Malaysia to review migrant labour deals to stamp out exploitation

KUALA LUMPUR: Malaysia will review bilateral agreements with 15 nations from which it sources labourers in a bid to address exploitative practices and manpower imbalances that have left thousands of migrant workers stranded without jobs, officials said.
Since last year, thousands of migrants, mostly from Bangladesh and Nepal, have been left in limbo after arriving in Malaysia, where they were told that jobs promised to them in exchange for steep recruitment fees were no longer available.
The plight of the migrants coincided with concerns over workplace abuses in Malaysia, with several companies facing U.S. bans over the use of forced labour in recent years.

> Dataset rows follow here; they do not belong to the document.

PR #1940, opened 2017-11-02
CMake: Allow out-of-tree hookgen

dnakamura:
Modify the hookgen handling to allow generating files outside of the
source tree. This is not trivial since the output files are specified
as a relative path in the .hdf file (which are relative to the .hdf).

To work arround this omr_add_hookgen, reads in the .hdf file, identifies
the output header names, rewrites them as relative path (relative to
the current binary dir), and then outputs the modified hdf into
CMAKE_CURRENT_BINARY_DIR, and runs hookgen on that. This allows us to
generate the hookgen files in the build tree, without making any changes
which would likely break the existing autconf/makefile builds.

Signed-off-by: Devin Nakamura <dnakamura@ca.ibm.com>

### DIFF
--- a/cmake/modules/OmrHookgen.cmake
+++ b/cmake/modules/OmrHookgen.cmake
@@ -23,21 +23,61 @@ if(OMR_HOOKGEN_)
 	return()
 endif()
 set(OMR_HOOKGEN_ 1)
+include(CMakeParseArguments)
 
 # Process an input hookgen file to generate output source files.
-# Usage: omr_add_hookgen(<input> <output>...)
-# TODO: currently output in source tree, should be in build tree
-# TODO: Dependecy checking is broken, since it checks for output in build tree rather than src
-function(omr_add_hookgen input)
-	get_filename_component(input_dir "${input}" DIRECTORY)
-	add_custom_command(
-		OUTPUT ${ARGN}
-		COMMAND hookgen ${CMAKE_CURRENT_SOURCE_DIR}/${input}
-		DEPENDS "${CMAKE_CURRENT_SOURCE_DIR}/${input}"
-		WORKING_DIRECTORY ${CMAKE_CURRENT_SOURCE_DIR}/${input_dir}
-	)
-endfunction(omr_add_hookgen)
+# Usage: omr_add_hookgen(INPUT <input> [PRIVATE_DIR <private_header_dir>] [PUBLIC_DIR <public_header_dir>]
+# public headers are written to public_header_dir (defaults to current binary dir)
+# private headers are written to private_heade_dir (defautls to current binary dir)
+function(omr_add_hookgen)
+	cmake_parse_arguments(OPT "" "INPUT;PRIVATE_DIR;PUBLIC_DIR" "TARGETS" ${ARGN})
 
-macro(add_hookgen)
-	omr_add_hookgen(${ARGN})
-endmacro(add_hookgen)
+	if(NOT OPT_INPUT)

Many labourers said they had not been paid any wages.
Speaking to reporters late on Tuesday, the labour and home affairs ministers said the distribution of labourers was uneven across the economy, prompting a need to review the bilateral agreements.

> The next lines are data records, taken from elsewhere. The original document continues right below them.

PR #1944, opened 2017-11-03
Replace missed nullptr with NULL

mgaudet:


charliegracie:
genie-omr build plinux

PR #1959, opened 2017-11-06
Fixes to ValuePropagation

liqunl:
This commit contains the following changes
1) Early return in VPHandlers if addKnownObjectConstraints has created
   a constraint. This change will save compilation time in each pass
   of VP.
2) Create KnownObject constraints for newly folded references so that
   the folding can benefit current pass of VP.

### DIFF
--- a/compiler/optimizer/VPHandlers.cpp
+++ b/compiler/optimizer/VPHandlers.cpp
@@ -1419,15 +1419,22 @@ static const char *getFieldSignature(OMR::ValuePropagation *vp, TR::Node *node, 
    return NULL;
    }
 
-static void addKnownObjectConstraints(OMR::ValuePropagation *vp, TR::Node *node)
+/**
+ * Try to add constraint to known objects or constant strings.
+ * @parm vp The VP object.
+ * @parm node The node whose value might be a known object or a constant string.
+ *
+ * @return True if the constraint is created, otherwise false.
+ */
+static bool addKnownObjectConstraints(OMR::ValuePropagation *vp, TR::Node *node)
    {
    TR::KnownObjectTable *knot = vp->comp()->getKnownObjectTable();
    if (!knot)
-      return;
+      return false;
 
    TR::SymbolReference *symRef = node->getSymbolReference();
    if (symRef->isUnresolved())
-      return;
+      return false;
 
    uintptrj_t *objectReferenceLocation = NULL;
    if (symRef->hasKnownObjectIndex())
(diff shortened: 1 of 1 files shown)


liqunl:
@andrewcraik Can you review my change?

compiler/optimizer/VPHandlers.cpp
```diff
@@ -1419,15 +1419,15 @@ static const char *getFieldSignature(OMR::ValuePropagation *vp, TR::Node *node,
    return NULL;
    }
 
-static void addKnownObjectConstraints(OMR::ValuePropagation *vp, TR::Node *node)
```
mgaudet: Maybe a comment here to indicate what true and false mean to consumers would be good?

andrewcraik:
LGTM - over @vijaysun-omr since this is in his area of expertise. @jdmpapin FYI - review not required I don't think, but feel free to comment since you know this code well.

compiler/optimizer/VPHandlers.cpp
```diff
@@ -1516,9 +1525,7 @@ TR::Node *constrainAload(OMR::ValuePropagation *vp, TR::Node *node)
       return node;
 
    // before undertaking aload specific handling see if the default load transformation helps
-   // But even if it does help, node may still be an aload that we can constrain.
-   if (TR::TransformUtil::transformDirectLoad(vp->comp(), node)
-       && node->getOpCodeValue() != TR::aload)
+   if (TR::TransformUtil::transformDirectLoad(vp->comp(), node))
```
vijaysun-omr: Why did we drop the != TR::aload test ?

liqunl: If `transformDirectLoad` has done something, it must have changed the node to a constant. For non-collected reference, it'll be an `aconst` node; for collected reference, it'll be a known object index on the symref of the `TR::aload` node. Both cases can be handled by `constrainNewlyFoldedConst` now. Notice this commit contains a change to `constrainNewlyFoldedConst` to create known object constraint.

vijaysun-omr: Okay so it is specifically to allow the known object constraint to be created in the "current" pass then.

compiler/optimizer/VPHandlers.cpp
```diff
@@ -1540,7 +1547,8 @@ TR::Node *constrainAload(OMR::ValuePropagation *vp, TR::Node *node)
          vp->addGlobalConstraint(node, TR::VPObjectLocation::create(vp, TR::VPObjectLocation::J9ClassObject));
          }
 
-      addKnownObjectConstraints(vp, node);
+      if (addKnownObjectConstraint(vp, node))
```
keithc-ca: Should this be a call to `addKnownObjectConstraints()` (note the name is plural)?

liqunl: My bad, I forgot that I have made this little change after tested my branch. I've opened https://github.com/eclipse/omr/pull/1978 for it. @vijaysun-omr Can you review and merge it? I have tested it this time, and so sorry for the trouble.

PR #1960, opened 2017-11-06
Small fixes and additions to Tril printing routines

mgaudet:
- Correct defaulting to stdout in some places.
- Add printTreesToStdErr to support calling in a
  debugger that may not have a good definition for
  stderr or stdout


charliegracie:
genie-omr build plinux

They said Malaysia still had a shortage of workers in the agriculture and plantations sector, while quotas have been exceeded in other industries.
“We will revisit the agreements looking at various elements including fees, costs, contract conditions, health and so on,” Home Minister Saifuddin Nasution Ismail said, adding that the government would allow the transfer of worker quotas across sectors.

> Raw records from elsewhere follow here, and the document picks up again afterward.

PR #1961, opened 2017-11-06
Support doing linkage definition on call sites in Tril

mgaudet:
~_Note: Only 8e87394 is new, as this PR builds on top of #1910_~

This PR is a feedback request for specifying linkage on a call. The hope is that this kind of functionality can be used to test a PR similar to #1899. 

This PR only covers the setting the linkage on calls. However, a very similar mechanism should be usable to set the linkage on the Tril described method itself, so that it receives parameters based on the specified linkage.

I also explored the use of Type Parameterized tests in google test, coming to the conclusion I didn't really like them for this, as it makes the test cases awkward.

### DIFF
--- a/fvtest/compilertriltest/CMakeLists.txt
+++ b/fvtest/compilertriltest/CMakeLists.txt
@@ -41,6 +41,7 @@ add_executable(comptest
 	LongAndAsRotateTest.cpp
 	MockStrategyTest.cpp
 	LogicalTest.cpp
+	LinkageTest.cpp
 )
 
 target_link_libraries(comptest
--- a/fvtest/compilertriltest/LinkageTest.cpp
+++ b/fvtest/compilertriltest/LinkageTest.cpp
@@ -1,0 +1,140 @@
+/*******************************************************************************
+ * Copyright (c) 2017, 2017 IBM Corp. and others
+ *
+ * This program and the accompanying materials are made available under
+ * the terms of the Eclipse Public License 2.0 which accompanies this
+ * distribution and is available at http://eclipse.org/legal/epl-2.0
+ * or the Apache License, Version 2.0 which accompanies this distribution
+ * and is available at https://www.apache.org/licenses/LICENSE-2.0.
+ *
+ * This Source Code may also be made available under the following Secondary
+ * Licenses when the conditions for such availability set forth in the
+ * Eclipse Public License, v. 2.0 are satisfied: GNU General Public License,
+ * version 2 with the GNU Classpath Exception [1] and GNU General Public
+ * License, version 2 with the OpenJDK Assembly Exception [2].
+ *
+ * [1] https://www.gnu.org/software/classpath/license.html
+ * [2] http://openjdk.java.net/legal/assembly-exception.html
+ *
+ * SPDX-License-Identifier: EPL-2.0 OR Apache-2.0
+ *******************************************************************************/
+
+#include "JitTest.hpp"
+#include "default_compiler.hpp"
+
+/* Template for mapping a C/C++ type to
+ * a TR type, and type prefix.
+ */
+template<typename T>
+struct TypeToString {
+   static const char * type;
+   static const char * prefix;
+};
+
+template<> const char * TypeToString<int32_t>::type = "Int32";
+template<> const char * TypeToString<int64_t>::type = "Int64";
+template<> const char * TypeToString<float>  ::type = "Float";
+template<> const char * TypeToString<double> ::type = "Double";
+
+template<> const char * TypeToString<int32_t>::prefix = "i";
+template<> const char * TypeToString<int64_t>::prefix = "l";
+template<> const char * TypeToString<float>  ::prefix = "f";
+template<> const char * TypeToString<double> ::prefix = "d";
+
+TEST(TypeToString,TestTemplate) {
+   EXPECT_STREQ("Int32", TypeToString<int32_t>::type);
+   EXPECT_STREQ("Double", TypeToString<double>::type);
+}
+
+
+template <typename T>
+T passThrough(T x) { return x; }
+
+
+template <typename T>
+class LinkageTest : public TRTest::JitTest {};
+
+typedef ::testing::Types<int32_t, int64_t, float, double> InputTypes;
+TYPED_TEST_CASE(LinkageTest, InputTypes);
+
+TYPED_TEST(LinkageTest, SystemLinkageParameterPassingSingleArg) {
+    char inputTrees[200] = {0};
+    const auto format_string = "(method return=%s args=[%s] (block (%sreturn (%scall address=%p args=[%s] linkage=system (%sload parm=0)) )  ))";
+    std::snprintf(inputTrees, 200, format_string, TypeToString<TypeParam>::type, // Return
+                                                  TypeToString<TypeParam>::type, //Args
+                                                  TypeToString<TypeParam>::prefix, //return
+                                                  TypeToString<TypeParam>::prefix, //call
+                                                  &passThrough<TypeParam>, //address
+                                                  TypeToString<TypeParam>::type, //args
+                                                  TypeToString<TypeParam>::prefix //load
+                                                  );
+    auto trees = parseString(inputTrees);
+
+    ASSERT_NOTNULL(trees) << "Trees failed to parse\n" << inputTrees;
+
+    // Execution of this test is disabled on non-X86 platforms, as we
+    // do not have trampoline support, and so this call may be out of
+    // range for some architectures.
+#ifdef TR_TARGET_X86
+    Tril::DefaultCompiler compiler{trees};
+    ASSERT_EQ(0, compiler.compile()) << "Compilation failed unexpectedly\n" << "Input trees: " << inputTrees;
+
+
+    auto entry_point = compiler.getEntryPoint<TypeParam (*)(TypeParam)>();
+
+    EXPECT_EQ(static_cast<TypeParam>(0), entry_point( static_cast<TypeParam>(0)))  << "Input Trees: " << inputTrees;
+    EXPECT_EQ(static_cast<TypeParam>(1), entry_point( static_cast<TypeParam>(1)))  << "Input Trees: " << inputTrees;
+    EXPECT_EQ(static_cast<TypeParam>(-1), entry_point(static_cast<TypeParam>(-1))) << "Input Trees: " << inputTrees;
+#endif
+}
+
+template <typename T>
+T fourthArg(T a, T b, T c, T d) { return d; }
+
+
+TYPED_TEST(LinkageTest, SystemLinkageParameterPassingFourArg) {
+    char inputTrees[400] = {0};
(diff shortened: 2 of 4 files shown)


fvtest/compilertriltest/LinkageTest.cpp
```diff
@@ -0,0 +1,136 @@
...
+TYPED_TEST(LinkageTest, SystemLinkageParameterPassingFourArg) { 
+    char inputTrees[400] = {0};
+    const auto format_string = "(method return=%s args=[%s,%s,%s,%s] (block (%sreturn (%scall address=%p args=[%s,%s,%s,%s] linkage=system"
+                                 " (%sload parm=0)"
+                                 " (%sload parm=1)"
+                                 " (%sload parm=2)"
+                                 " (%sload parm=3)"
+                                 ") )  ))";
+
+    std::snprintf(inputTrees, 400, format_string, TypeToString<TypeParam>::type,   // Return
```
mgaudet: This might be the biggest argument in favour of exposing a type-genericized builder pattern for the Tril AST. 

My thought being something like 

```
return<T>().
  call<T>().
    load<T>(0);
```

mgaudet:
I started sketching together adding linkage selection to `(method` blocks, so you could compile a method expecting to _receive_ parameters under another linkage. 

It doesn't seem terribly complicated, though, there's a design question here. In the Non-J9 compilers, the linkage is set inside `compileMethodFromDetails`

https://github.com/eclipse/omr/blob/c788ba35b810073df3e8e56a154ec21011cec3d1/compiler/control/CompileMethod.cpp#L357

The question is how would you communicate a linkage requirement to that method. I don't particularly want to add another parameter to that function, but the `JittedMethodSymbol` doesn't exist until after the `TR::Compilation` exists, which is created inside `compileMethodFromDetails`. 

My first thought on this is to augment `TR::IlGenMethodDetails` with a linkage parameter. @mstoodle  How does that sound to you from a conceptual integrity standpoint?

mstoodle:
I don't think that's the right spot. I would have thought linkage would be an aspect of TR_ResolvedMethod. i.e. at the point you know precisely which concrete method implementation you're talking about, you should be able to know what its linkage should be.

@vijjaysun-omr @0xdaryl agree/disagree?

mgaudet:
Yes, and that's how it works today -- the question for me is how to smuggle linkage requirement into and through `compileMethodFromDetails`; the ResolvedMethodSymbol isn't created until TR::Compilation exists.

vijaysun-omr:
I agree with the resolved method being a good place for the linkage info.

mstoodle:
Um, but a `TR::IlGeneratorMethodDetails` has a `TR::ResolvedMethod`, does it not?

mgaudet:
So, right now the linkage information is on the <tt>ResolvedMethod<b>Symbol</b></tt>; is this suggesting that we should be moving it to the `ResolvedMethod` itself? Of should it be transmitted from `ResolvedMethod` to `ResolvedMethodSymbol` on the symbol's creation?

mstoodle:
Linkage doesn't seem like something that's only relevant for the Symbol. I would call it an attribute of the ResolvedMethod.

I'm afraid I don't have a good answer for why linkage convention currently hangs off MethodSymbol and not ResolvedMethod . @vijaysun-omr any memories of this choice?

mgaudet:
Can you generate a direct call with only a `ResolvedMethodSymbol`, or do you need to have an associated `ResolvedMethod`?

If the former, I could see why linkage is on the symbol not the method.

ymanton:
I'm thinking it's probably necessary to know the linkage of a method even if you don't know exactly which method you're calling, since you have to generate code to perform the call following some convention or another.

vijaysun-omr:
I don't think there was a philosophical reason for putting it on the resolved method symbol and not on the resolved method (at least far as I know). 

In response to

Can you generate a direct call with only a ResolvedMethodSymbol, or do you need to have an associated ResolvedMethod?

from @mgaudet, whether a direct call is generated or not depends on the call node's opcode I would have thought.

vijaysun-omr:
Maybe I mis-understood @mgaudet 's question and he was actually asking if we had enough info on the resolved method symbol to generate the direct call (assuming it was using a direct call opcode in the trees) if it was not allowed to look at the underlying resolved method. If so, the answer is "no" in that would probably know what linkage to use today but not know which specific method to call.

mgaudet:
So, totally my own fault, but this PR diverged pretty heavily from its original intent. I've just rebased and pushed the original intent of this as a single commit: This allows specifying the linage of an outgoing generated call. 

The problem of specifying a linkage for a compiled method can deferred to another issue, which I will open separately. 

Now, in the mean time, I did open #1974 which has a system that breaks apart `compileMethodFromDetails` into a stateful object that can be manipulated in such a way to make accessing the `ResolvedMethodSymbol` for a compilation possible. This is one potential alternative solution, instead of trying to relocate the linkage info from the `ResolvedMethodSymbol` to the `ResolvedMethod`. 


(_Note to self: There's a follow up item here to coordinate this change with #1930, to provide documentation of linkage specification_)

fvtest/compilertriltest/LinkageTest.cpp
```diff
@@ -0,0 +1,136 @@
...
+
+    ASSERT_NOTNULL(trees) << "Trees failed to parse\n" << inputTrees;
+
+    Tril::DefaultCompiler compiler{trees};
+    ASSERT_EQ(0, compiler.compile()) << "Compilation failed unexpectedly\n" << "Input trees: " << inputTrees;
+
+
+    auto entry_point = compiler.getEntryPoint<TypeParam (*)(TypeParam,TypeParam,TypeParam,TypeParam)>();
+
+    EXPECT_EQ(static_cast<TypeParam>(1024), entry_point(0,0,0,static_cast<TypeParam>(1024)))  << "Input Trees: " << inputTrees;
```
Leonardo2718: Maybe use more randomish numbers here, rather than 0 and 1024.

fvtest/compilertriltest/LinkageTest.cpp
```diff
@@ -0,0 +1,136 @@
...
+#include "JitTest.hpp"
+#include "default_compiler.hpp"
+
+
+/* 
+int32_t int32PassThrough(int32_t x) { return x; } 
+int64_t int64PassThrough(int64_t x) { return x; } 
+float   floatPassThrough(float x)   { return x; } 
+double  doublePassThrough(double x) { return x; } 
+*/
```
Leonardo2718: Are these still needed?

mgaudet:
Addressed Leo's comments. This is good to go I think

fvtest/compilertriltest/CMakeLists.txt
```diff
@@ -29,7 +29,7 @@ set(CMAKE_CXX_EXTENSIONS OFF)
 
 add_compile_options(-pthread)
 
-set(CMAKE_CXX_FLAGS "${CMAKE_CXX_FLAGS} -g -fno-rtti -fno-threadsafe-statics -Wno-deprecated -Wno-enum-compare -Wno-invalid-offsetof -Wno-write-strings -O3 -fomit-frame-pointer -fasynchronous-unwind-tables -Wreturn-type -fno-dollars-in-identifiers -m64 -fno-strict-aliasing")
+set(CMAKE_CXX_FLAGS "${CMAKE_CXX_FLAGS} -g -fno-threadsafe-statics -Wno-deprecated -Wno-enum-compare -Wno-invalid-offsetof -Wno-write-strings -O3 -fomit-frame-pointer -fasynchronous-unwind-tables -Wreturn-type -fno-dollars-in-identifiers -m64 -fno-strict-aliasing")
```
mstoodle: This change seems like an important one. Can you explain why you need to remove the -fno-rtti flag to "support doing linkage definition on call sites in tril" ?

fvtest/tril/tril/compiler_util.hpp
```diff
@@ -73,6 +74,26 @@ static std::vector<TR::DataTypes> parseArgTypes(const ASTNode* node) {
...
+ *         recognized. 
+ */
+static TR_LinkageConventions convertStringToLinkage(const char * linkageName) { 
+   std::string ln = linkageName;  
+   if (ln == "private") 
+      return TR_Private; 
+   if (ln == "system")
+      return TR_System;
+   if (ln == "allregister") 
+      return TR_AllRegister;
```
mstoodle: Given we only have a test for "system" linkage, maybe it would be better to just define "system" linkage here and then add other linkages as we write tests that use and validate them?

fvtest/tril/tril/ilgen.cpp
```diff
@@ -287,8 +290,22 @@ TR::Node* Tril::TRLangBuilder::toTRNode(const ASTNode* const tree) {
...
+           TR_LinkageConventions lc = convertStringToLinkage(linkageString); 
+           if (lc != TR_None) {
+              methodSymRef->getSymbol()->castToMethodSymbol()->setLinkage(lc);     
+              TraceIL("  customizing linakge of call to %s (lc=%d)\n", linkageString, lc);
+           } else { 
+              TraceIL("  failed to find customized linkage %s, aborting parsing\n", linkageString);
+              return NULL; 
+           }
+        }
+        node  = TR::Node::createWithSymRef(opcode.getOpCodeValue(), childCount, methodSymRef);
```
mstoodle: If you're going to optionally override the linkage here I think I'd prefer the default linkage setting to be made explicitly here (even if it's redundant because it's already set somewhere else).

fvtest/compilertriltest/CMakeLists.txt
mgaudet: Ah, whoops. I should remove that from this PR. 

That change makes Google Test's type-parameterized tests actually report the type they are testing, rather than just saying `<type>` all the time. 

But this work should be done as a different PR which I will start right away

fvtest/tril/tril/compiler_util.hpp
mgaudet: Done

fvtest/tril/tril/ilgen.cpp
mgaudet: Done.

mgaudet:
Fixed and rebased.

mgaudet:
rebased to address conflict again.

mgaudet:
rebased to address conflict again.

mgaudet:
@0xdaryl Any other feedback on this?

mstoodle:
Not a blocking concern, per se, but a test designed to fail with a linkage other than the default (and only supported) linkage might be appropriate just to make sure everything is *really* operational. i.e. a test that tries to do a call with, say, linkage=private or some string other than system.

mgaudet:
Thanks Mark. That's a good point. I have now added that test (which actually caught a problem in IlGenFailure propagation)

0xdaryl:
genie-omr build all

fvtest/compilertriltest/LinkageTest.cpp
dchopra001: FYI I think this is also causing compilation failures on older compiler versions. More here: https://github.com/eclipse/omr/issues/2152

Workers from Indonesia, Bangladesh and Nepal account for over 70% of Malaysia’s migrant labour, with the remainder coming from countries including India, Vietnam, Pakistan, and Thailand.
Human Resources Minister Steven Sim said authorities had completed investigations into five firms involved in hiring hundreds of workers who later found themselves without jobs.
He said employers who hired such workers must pay them wages even though they do not have jobs, adding that companies and individuals who violate the law will be barred from hiring migrant labourers.
Sim said 751 Bangladesh migrant workers had filed cases with the labour department to claim unpaid wages, involving a total of 2.2 million ringgit ($467,687).